[TASK]
I would like every record printed again, exactly as shown.

(Collected data)

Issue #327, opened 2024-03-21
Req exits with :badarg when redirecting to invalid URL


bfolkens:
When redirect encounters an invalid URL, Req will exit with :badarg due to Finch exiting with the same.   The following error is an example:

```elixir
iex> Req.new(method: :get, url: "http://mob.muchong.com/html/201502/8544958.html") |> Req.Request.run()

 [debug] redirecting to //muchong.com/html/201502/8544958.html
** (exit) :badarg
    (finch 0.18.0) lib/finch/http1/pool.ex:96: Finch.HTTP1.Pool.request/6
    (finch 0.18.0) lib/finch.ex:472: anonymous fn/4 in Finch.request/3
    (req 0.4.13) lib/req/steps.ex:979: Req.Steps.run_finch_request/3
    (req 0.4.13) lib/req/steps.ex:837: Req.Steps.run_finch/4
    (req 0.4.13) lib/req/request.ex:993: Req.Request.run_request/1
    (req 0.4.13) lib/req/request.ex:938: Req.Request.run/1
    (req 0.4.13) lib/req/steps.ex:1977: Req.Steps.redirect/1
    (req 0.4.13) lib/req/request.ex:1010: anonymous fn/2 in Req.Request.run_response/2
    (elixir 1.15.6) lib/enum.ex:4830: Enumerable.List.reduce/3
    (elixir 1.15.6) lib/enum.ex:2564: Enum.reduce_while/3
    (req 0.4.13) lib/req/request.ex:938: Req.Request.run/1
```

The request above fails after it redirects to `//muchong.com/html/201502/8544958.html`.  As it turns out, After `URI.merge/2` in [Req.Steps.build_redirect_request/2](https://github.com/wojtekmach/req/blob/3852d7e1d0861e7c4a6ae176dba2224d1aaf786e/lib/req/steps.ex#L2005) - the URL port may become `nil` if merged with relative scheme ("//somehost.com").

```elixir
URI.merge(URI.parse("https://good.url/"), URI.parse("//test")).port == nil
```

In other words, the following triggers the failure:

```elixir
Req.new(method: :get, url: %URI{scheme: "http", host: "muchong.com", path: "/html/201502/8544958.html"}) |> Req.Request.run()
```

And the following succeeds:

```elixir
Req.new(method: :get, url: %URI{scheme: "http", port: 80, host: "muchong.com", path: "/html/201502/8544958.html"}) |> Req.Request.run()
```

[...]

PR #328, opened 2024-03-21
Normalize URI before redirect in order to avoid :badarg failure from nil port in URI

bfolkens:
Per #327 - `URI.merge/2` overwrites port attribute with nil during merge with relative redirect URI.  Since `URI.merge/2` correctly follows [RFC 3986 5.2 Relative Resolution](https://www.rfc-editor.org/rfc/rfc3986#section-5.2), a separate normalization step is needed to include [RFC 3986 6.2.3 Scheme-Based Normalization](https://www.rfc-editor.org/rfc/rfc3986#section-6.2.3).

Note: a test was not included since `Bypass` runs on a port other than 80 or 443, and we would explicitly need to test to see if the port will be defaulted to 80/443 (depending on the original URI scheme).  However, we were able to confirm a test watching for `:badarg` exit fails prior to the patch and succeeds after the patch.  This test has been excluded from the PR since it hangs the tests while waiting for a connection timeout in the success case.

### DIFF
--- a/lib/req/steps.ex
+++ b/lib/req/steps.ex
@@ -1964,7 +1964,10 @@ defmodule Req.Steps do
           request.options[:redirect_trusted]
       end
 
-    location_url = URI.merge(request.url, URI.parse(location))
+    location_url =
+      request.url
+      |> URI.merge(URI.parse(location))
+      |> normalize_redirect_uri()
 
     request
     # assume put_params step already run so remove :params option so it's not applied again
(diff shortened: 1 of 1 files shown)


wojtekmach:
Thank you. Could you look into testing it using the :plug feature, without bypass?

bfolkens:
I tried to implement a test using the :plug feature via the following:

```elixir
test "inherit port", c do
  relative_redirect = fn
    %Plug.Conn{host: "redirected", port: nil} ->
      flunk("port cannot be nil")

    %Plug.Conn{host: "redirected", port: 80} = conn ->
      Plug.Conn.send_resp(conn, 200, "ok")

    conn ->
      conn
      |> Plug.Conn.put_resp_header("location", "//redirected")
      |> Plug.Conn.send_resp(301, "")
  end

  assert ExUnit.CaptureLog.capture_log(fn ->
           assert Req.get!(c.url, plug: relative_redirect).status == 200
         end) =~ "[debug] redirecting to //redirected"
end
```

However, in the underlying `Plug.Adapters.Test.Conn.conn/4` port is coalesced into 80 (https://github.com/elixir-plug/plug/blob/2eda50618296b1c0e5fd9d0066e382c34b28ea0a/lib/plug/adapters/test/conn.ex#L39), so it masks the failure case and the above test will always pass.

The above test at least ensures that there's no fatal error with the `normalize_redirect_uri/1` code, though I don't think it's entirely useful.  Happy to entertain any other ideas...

[YOUR SOLUTION]
Issue #327, opened 2024-03-21
Req exits with :badarg when redirecting to invalid URL


bfolkens:
When redirect encounters an invalid URL, Req will exit with :badarg due to Finch exiting with the same.   The following error is an example:

```elixir
iex> Req.new(method: :get, url: "http://mob.muchong.com/html/201502/8544958.html") |> Req.Request.run()

 [debug] redirecting to //muchong.com/html/201502/8544958.html
** (exit) :badarg
    (finch 0.18.0) lib/finch/http1/pool.ex:96: Finch.HTTP1.Pool.request/6
    (finch 0.18.0) lib/finch.ex:472: anonymous fn/4 in Finch.request/3
    (req 0.4.13) lib/req/steps.ex:979: Req.Steps.run_finch_request/3
    (req 0.4.13) lib/req/steps.ex:837: Req.Steps.run_finch/4
    (req 0.4.13) lib/req/request.ex:993: Req.Request.run_request/1
    (req 0.4.13) lib/req/request.ex:938: Req.Request.run/1
    (req 0.4.13) lib/req/steps.ex:1977: Req.Steps.redirect/1
    (req 0.4.13) lib/req/request.ex:1010: anonymous fn/2 in Req.Request.run_response/2
    (elixir 1.15.6) lib/enum.ex:4830: Enumerable.List.reduce/3
    (elixir 1.15.6) lib/enum.ex:2564: Enum.reduce_while/3
    (req 0.4.13) lib/req/request.ex:938: Req.Request.run/1
```

The request above fails after it redirects to `//muchong.com/html/201502/8544958.html`.  As it turns out, After `URI.merge/2` in [Req.Steps.build_redirect_request/2](https://github.com/wojtekmach/req/blob/3852d7e1d0861e7c4a6ae176dba2224d1aaf786e/lib/req/steps.ex#L2005) - the URL port may become `nil` if merged with relative scheme ("//somehost.com").

```elixir
URI.merge(URI.parse("https://good.url/"), URI.parse("//test")).port == nil
```

In other words, the following triggers the failure:

```elixir
Req.new(method: :get, url: %URI{scheme: "http", host: "muchong.com", path: "/html/201502/8544958.html"}) |> Req.Request.run()
```

And the following succeeds:

```elixir
Req.new(method: :get, url: %URI{scheme: "http", port: 80, host: "muchong.com", path: "/html/201502/8544958.html"}) |> Req.Request.run()
```

[...]

PR #328, opened 2024-03-21
Normalize URI before redirect in order to avoid :badarg failure from nil port in URI

bfolkens:
Per #327 - `URI.merge/2` overwrites port attribute with nil during merge with relative redirect URI.  Since `URI.merge/2` correctly follows [RFC 3986 5.2 Relative Resolution](https://www.rfc-editor.org/rfc/rfc3986#section-5.2), a separate normalization step is needed to include [RFC 3986 6.2.3 Scheme-Based Normalization](https://www.rfc-editor.org/rfc/rfc3986#section-6.2.3).

Note: a test was not included since `Bypass` runs on a port other than 80 or 443, and we would explicitly need to test to see if the port will be defaulted to 80/443 (depending on the original URI scheme).  However, we were able to confirm a test watching for `:badarg` exit fails prior to the patch and succeeds after the patch.  This test has been excluded from the PR since it hangs the tests while waiting for a connection timeout in the success case.

### DIFF
--- a/lib/req/steps.ex
+++ b/lib/req/steps.ex
@@ -1964,7 +1964,10 @@ defmodule Req.Steps do
           request.options[:redirect_trusted]
       end
 
-    location_url = URI.merge(request.url, URI.parse(location))
+    location_url =
+      request.url
+      |> URI.merge(URI.parse(location))
+      |> normalize_redirect_uri()
 
     request
     # assume put_params step already run so remove :params option so it's not applied again
(diff shortened: 1 of 1 files shown)


wojtekmach:
Thank you. Could you look into testing it using the :plug feature, without bypass?

bfolkens:
I tried to implement a test using the :plug feature via the following:

```elixir
test "inherit port", c do
  relative_redirect = fn
    %Plug.Conn{host: "redirected", port: nil} ->
      flunk("port cannot be nil")

    %Plug.Conn{host: "redirected", port: 80} = conn ->
      Plug.Conn.send_resp(conn, 200, "ok")

    conn ->
      conn
      |> Plug.Conn.put_resp_header("location", "//redirected")
      |> Plug.Conn.send_resp(301, "")
  end

  assert ExUnit.CaptureLog.capture_log(fn ->
           assert Req.get!(c.url, plug: relative_redirect).status == 200
         end) =~ "[debug] redirecting to //redirected"
end
```

However, in the underlying `Plug.Adapters.Test.Conn.conn/4` port is coalesced into 80 (https://github.com/elixir-plug/plug/blob/2eda50618296b1c0e5fd9d0066e382c34b28ea0a/lib/plug/adapters/test/conn.ex#L39), so it masks the failure case and the above test will always pass.

The above test at least ensures that there's no fatal error with the `normalize_redirect_uri/1` code, though I don't think it's entirely useful.  Happy to entertain any other ideas...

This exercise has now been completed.